Work instruction:
In full and without alteration, print the entries that follow.
***
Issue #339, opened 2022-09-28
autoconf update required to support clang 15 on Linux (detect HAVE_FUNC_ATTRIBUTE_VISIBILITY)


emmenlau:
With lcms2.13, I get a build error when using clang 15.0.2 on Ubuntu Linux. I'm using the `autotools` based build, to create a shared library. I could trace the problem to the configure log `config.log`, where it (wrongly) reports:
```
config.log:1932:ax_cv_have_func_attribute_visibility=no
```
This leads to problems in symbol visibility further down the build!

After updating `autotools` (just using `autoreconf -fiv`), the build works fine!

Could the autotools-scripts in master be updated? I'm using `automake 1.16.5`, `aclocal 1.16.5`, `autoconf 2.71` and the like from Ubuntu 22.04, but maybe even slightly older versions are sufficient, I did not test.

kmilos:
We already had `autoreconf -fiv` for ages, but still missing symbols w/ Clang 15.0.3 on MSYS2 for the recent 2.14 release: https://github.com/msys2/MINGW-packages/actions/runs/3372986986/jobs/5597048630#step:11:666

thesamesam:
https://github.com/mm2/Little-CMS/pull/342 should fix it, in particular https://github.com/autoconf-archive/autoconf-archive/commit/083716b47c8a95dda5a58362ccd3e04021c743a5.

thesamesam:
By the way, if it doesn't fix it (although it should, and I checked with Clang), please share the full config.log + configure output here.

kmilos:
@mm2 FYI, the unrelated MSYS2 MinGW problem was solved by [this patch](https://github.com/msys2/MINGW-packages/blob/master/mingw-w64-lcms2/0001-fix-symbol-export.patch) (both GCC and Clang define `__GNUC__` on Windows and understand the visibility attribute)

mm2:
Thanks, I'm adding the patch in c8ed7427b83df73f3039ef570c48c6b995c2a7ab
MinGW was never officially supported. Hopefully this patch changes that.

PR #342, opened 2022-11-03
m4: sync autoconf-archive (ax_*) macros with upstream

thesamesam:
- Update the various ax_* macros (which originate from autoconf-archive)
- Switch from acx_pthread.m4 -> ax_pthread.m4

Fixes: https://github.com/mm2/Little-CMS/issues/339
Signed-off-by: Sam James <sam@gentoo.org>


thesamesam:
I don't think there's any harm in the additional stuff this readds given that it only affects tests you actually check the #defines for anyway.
***
Solved problem:
Issue #339, opened 2022-09-28
autoconf update required to support clang 15 on Linux (detect HAVE_FUNC_ATTRIBUTE_VISIBILITY)


emmenlau:
With lcms2.13, I get a build error when using clang 15.0.2 on Ubuntu Linux. I'm using the `autotools` based build, to create a shared library. I could trace the problem to the configure log `config.log`, where it (wrongly) reports:
```
config.log:1932:ax_cv_have_func_attribute_visibility=no
```
This leads to problems in symbol visibility further down the build!

After updating `autotools` (just using `autoreconf -fiv`), the build works fine!

Could the autotools-scripts in master be updated? I'm using `automake 1.16.5`, `aclocal 1.16.5`, `autoconf 2.71` and the like from Ubuntu 22.04, but maybe even slightly older versions are sufficient, I did not test.

kmilos:
We already had `autoreconf -fiv` for ages, but still missing symbols w/ Clang 15.0.3 on MSYS2 for the recent 2.14 release: https://github.com/msys2/MINGW-packages/actions/runs/3372986986/jobs/5597048630#step:11:666

thesamesam:
https://github.com/mm2/Little-CMS/pull/342 should fix it, in particular https://github.com/autoconf-archive/autoconf-archive/commit/083716b47c8a95dda5a58362ccd3e04021c743a5.

thesamesam:
By the way, if it doesn't fix it (although it should, and I checked with Clang), please share the full config.log + configure output here.

kmilos:
@mm2 FYI, the unrelated MSYS2 MinGW problem was solved by [this patch](https://github.com/msys2/MINGW-packages/blob/master/mingw-w64-lcms2/0001-fix-symbol-export.patch) (both GCC and Clang define `__GNUC__` on Windows and understand the visibility attribute)

mm2:
Thanks, I'm adding the patch in c8ed7427b83df73f3039ef570c48c6b995c2a7ab
MinGW was never officially supported. Hopefully this patch changes that.

PR #342, opened 2022-11-03
m4: sync autoconf-archive (ax_*) macros with upstream

thesamesam:
- Update the various ax_* macros (which originate from autoconf-archive)
- Switch from acx_pthread.m4 -> ax_pthread.m4

Fixes: https://github.com/mm2/Little-CMS/issues/339
Signed-off-by: Sam James <sam@gentoo.org>


thesamesam:
I don't think there's any harm in the additional stuff this readds given that it only affects tests you actually check the #defines for anyway.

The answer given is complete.